I can see that unique factorization being applicable in $\mathbb{N}$, then $x^n = p_{1}^n\dots p_{m}^n$ for the appropriate prime factors.

And if unique factorization were applicable, each term on the RHS of the equation above could also be factored.

And this as far as I can get.

So I would appreciate help to see how unique factorization (if valid) would have proved the theorem, and how this attempted proof actually fails in the absence of unique factorization.

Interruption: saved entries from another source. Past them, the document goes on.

PR #2755, opened 2024-07-30
JsonWebKeySet stores the String it was created with

westin-m:
Store the original string the JsonWebKeySet was created with


test/Microsoft.IdentityModel.Protocols.OpenIdConnect.Tests/OpenIdConnectConfigurationRetrieverTests.cs
```diff
@@ -28,7 +30,13 @@ public async Task FromNetwork()
         [Fact]
         public async Task FromFile()
         {
-            var context = new CompareContext();
+            var context = new CompareContext
+            {
+                PropertiesToIgnoreWhenComparing = new Dictionary<Type, List<string>>
```
GeoK, line 35: Would be great to add comments explaining why this property should be ignored when comparing.

src/Microsoft.IdentityModel.Tokens/JsonWebKeySet.cs
```diff
@@ -97,6 +99,21 @@ public JsonWebKeySet(string json)
         [JsonIgnore]
         public bool SkipUnresolvedJsonWebKeys { get; set; } = DefaultSkipUnresolvedJsonWebKeys;
 
+        /// <summary>
+        /// The original <see cref="string"/> used to create this instance.
+        /// </summary>
+        public string JsonWebKeySetString
```
brentschmaltz: Add attribute [JsonIgnore].

brentschmaltz: How about change the property name to: JsonData

pmaytak:
Just for my understanding, what's the reasoning for keeping the original string? When would it ever be used for, if it's already parsed into properties?

jennyf19 (approved):
:shipit:

westin-m:
> Just for my understanding, what's the reasoning for keeping the original string? When would it ever be used for, if it's already parsed into properties?

@pmaytak The original string can be used by the OIDC config manager to, on L2 cache reads, deserialize and store the keys alongside the metadata document without needing the JWKs to serialize the security keys

src/Microsoft.IdentityModel.Tokens/JsonWebKeySet.cs
```diff
@@ -97,6 +99,22 @@ public JsonWebKeySet(string json)
         [JsonIgnore]
         public bool SkipUnresolvedJsonWebKeys { get; set; } = DefaultSkipUnresolvedJsonWebKeys;
 
+        /// <summary>
+        /// The original <see cref="string"/> used to create this instance.
+        /// </summary>
+        [JsonIgnore]
+        public string JsonData
```
pmaytak: `internal`? If it's only used for our config manager?

test/Microsoft.IdentityModel.Tokens.Tests/Json/DataSets.cs
```diff
@@ -732,6 +732,7 @@ public static JsonWebKeySet JsonWebKeySet1
                 JsonWebKeySet jsonWebKeySet = new JsonWebKeySet();
                 jsonWebKeySet.Keys.Add(JsonWebKey1);
                 jsonWebKeySet.Keys.Add(JsonWebKey2);
+                jsonWebKeySet.JsonData = JsonWebKeySetString1;
```
pmaytak: Can we use the JsonWebKeySet constructor that accepts JSON instead of setting the JsonData and adding keys here? That way we'll know JSON data and keys are equivalent; plus an extra check that `JsonWebKeySetSerializer` reads the string properly.

pmaytak:
> > Just for my understanding, what's the reasoning for keeping the original string? When would it ever be used for, if it's already parsed into properties?
> 
> @pmaytak The original string can be used by the OIDC config manager to, on L2 cache reads, deserialize and store the keys alongside the metadata document without needing the JWKs to serialize the security keys

@westin-m But we can add additional keys and remove keys from `Keys` collection. So is there a benefit then to keeping the original JSON string if it can get out of sync? If we're serializing the key set, we'd want to serialize the current `Keys` always anyway?

test/Microsoft.IdentityModel.Protocols.OpenIdConnect.Tests/OpenIdConnectConfigurationRetrieverTests.cs
```diff
@@ -28,7 +30,15 @@ public async Task FromNetwork()
...
+                {
+                    // If the objects being compared are created from the same string and they are equal, the string itself can be ignored.
```
pmaytak, line 37: I think we should still compare the `JsonData` to verify this assumption against regressions - is the original string passed into the constructor actually assigned to the property.

test/Microsoft.IdentityModel.Tokens.Tests/JsonWebKeySetTests.cs
```diff
@@ -23,7 +23,14 @@ public void Constructors(JsonWebKeySetTheoryData theoryData)
...
                 var jsonWebKeys = new JsonWebKeySet(theoryData.Json);
                 var keys = jsonWebKeys.GetSigningKeys();
+                var originalString = jsonWebKeys.JsonData;
                 theoryData.ExpectedException.ProcessNoException(context);
+
+                if (theoryData.Json != null)
+                    IdentityComparer.AreStringsEqual(originalString, theoryData.Json, context);
+                else
+                    IdentityComparer.AreStringsEqual(originalString, string.Empty, context);
+
```
pmaytak: I think `JsonWebKeySetTheoryData.JsonData` should be set to `string.Empty` by default, since that's the default test case we're testing for, and then this code wouldn't be needed.

test/Microsoft.IdentityModel.Protocols.OpenIdConnect.Tests/OpenIdConnectConfigurationRetrieverTests.cs
westin-m: > is the original string passed into the constructor actually assigned to the property

This is verified by `JsonWebKeySetTests`

src/Microsoft.IdentityModel.Tokens/JsonWebKeySet.cs
```diff
@@ -53,6 +54,7 @@ public JsonWebKeySet(string json)
         {
             if (string.IsNullOrEmpty(json))
                 throw LogHelper.LogArgumentNullException(nameof(json));
+            _jsonData = json;
```
keegan-caruso, line 58:
```suggestion

            _jsonData = json;
```

keegan-caruso: should have a newline

src/Microsoft.IdentityModel.Tokens/JsonWebKeySet.cs
```diff
@@ -97,6 +99,22 @@ public JsonWebKeySet(string json)
         [JsonIgnore]
         public bool SkipUnresolvedJsonWebKeys { get; set; } = DefaultSkipUnresolvedJsonWebKeys;
 
+        /// <summary>
+        /// The original <see cref="string"/> used to create this instance.
```
keegan-caruso: I don't think a cref string is useful here. Maybe something like this?

```suggestion
        /// The original string used to create this instance if a string was provided. Otherwise, an empty string.
```

test/Microsoft.IdentityModel.Tokens.Tests/Json/JsonWebKeySetTheoryData.cs
```diff
@@ -14,7 +14,7 @@ public class JsonWebKeySetTheoryData : TheoryDataBase
 
         public IList<SecurityKey> ExpectedSigningKeys { get; set; }
 
-        public string Json { get; set; }
+        public string Json { get; set; } = string.Empty;
```
keegan-caruso:
```suggestion
        public string Json { get; set; }
```

We don't need to initialize properties to the default values.

GeoK (approved):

(I would especially appreciate any answers that do not venture into prime ideals, since I feel this question precedes their advent.)

Answer 1

This proof can be found in many texts on algebraic number theory; see here for references. Basically we can write each $z-\zeta_n^iy=\alpha_i^n$ as an $n$-th power and then apply rather lengthy divisibility arguments in the ring $\mathbb{Z}[\zeta_n]$. This is just not true if the ring is not factorial. So this proof fails for all $n$ where $\mathbb{Z}[\zeta_n]$ is not a factorial ring, i.e., does not have class number $1$. In particular, it fails for all primes $p>19$, and for all $n>90$.